I am currently reading “The Good Germans, Resisting the Nazis, 1933 – 1945” by Catrine Clay. I am ¾ of the way through and am having a short rest break. She describes very well the way in which the NSDAP achieved a firstly, place in Government and then speedily, absolute power, and the increasingly onerous and hostile measures they put in place against their perceived opponents among their own people, and of course, the Jewish people simply for being Jewish. At first the members of other political parties and those with no particular interest in politics thought that life would go on as usual, political debate and activity would carry on and the normal way of life would be as before. But as soon as the NSDAP achieved power in January 1933 they set about organising concentration camps, the first of which was up and running in March of the same year. Political parties other than the NSDAP were soon proscribed and their members began to be arrested and “disappeared”.
People who had been against Hitler and the NSDAP from the start soon realised that they must keep their opinions to themselves, and as time went on, many joined the party and outwardly became Nazis (an abbreviation of the full title of the NSDAP) in order to keep their jobs and their businesses going. As the Nazi rule tightened its grip, so people who would never have thought of actively resisting their Government found themselves convinced that there was no other way of getting rid of them except by some sort of action. The author discusses and describes the dilemmas of such people as they found themselves driven to contemplate violence of one sort or another including for some, the assassination of Hitler himself. She does so by following the individual lives of some very different Germans through the period in question.

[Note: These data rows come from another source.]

PR #245, opened 2023-02-08
NW5 Manchester - Doris Siu - SQL - Week 1

Doris-Siu:


client/src/AddVideo.js
```diff
@@ -0,0 +1,57 @@
...
+
+export default function AddVideo({ addVideo }) {
+  let [input, setInput] = useState({
+    title: "",
+    url: "",
+    rating: 0,
+  });
+
+  const handleChange = (e) => {
+    setInput({ ...input, [e.target.name]: e.target.value });
```
Craques, line 11: Looks good, just a minor suggestion, would it be possible to destructure `name` and `value` from e.target as variables?

client/src/AddVideo.js
```diff
@@ -0,0 +1,57 @@
...
+  };
+
+  const onSubmit = (e) => {
+    e.preventDefault();
+    input.id = uuidv4();
+    addVideo(input);
+  };
+
+  function uuidv4() {
```
Craques, line 20: maybe you can use the uuid library for this unless there is a valid reason to build your own random character generator 

https://www.npmjs.com/package/uuid if you are using npm
https://yarnpkg.com/package/uuidv4 uf you are using yarn

PR #258, opened 2023-02-27
Updated submit and delete hander function

khmdagal:


khmdagal:
Thanks Mitch. We came from a Long way 😂.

I have had to pause my reading several times as the parallels between the Germany of the 1930s and 40s under Hitler and the America of recent history under Trump, the lies and disinformation of the Conservative Party in this country since 2016, and now, of course, the extraordinary statements and actions coming out of Russia in its attack on Ukraine become all too plain and horribly relevant, and very painful to someone of my age who lived through the Nazi era. The dilemma remains, and anyone reading the pages of Twitter can see it being acted out. Hatred of the Conservative Government in this country is repeatedly expressed, and people ask over and over again, “What can we do ?” and are made to realise that the answer is “nothing” until there is a General Election (under a non representative electoral system), unless civil disobedience and its accompanying violence and destruction of property is invoked. We have seen a failed attempt to take over the White House by illegal means in the USA, driven by Trump, and Russia is currently pursuing a policy of “lebensraum” against Ukraine, but without the easy walk overs of Hitler in Austria and the Sudetenland.
It is a book (there are others too) which needs to be read more widely in today’s UK if only to open people’s eyes to the situation in which they are living. But that sort of reading is, I think, a minority activity today, and the media which could warn people is either too timid, or unaware, or controlled by the hostile interests themselves.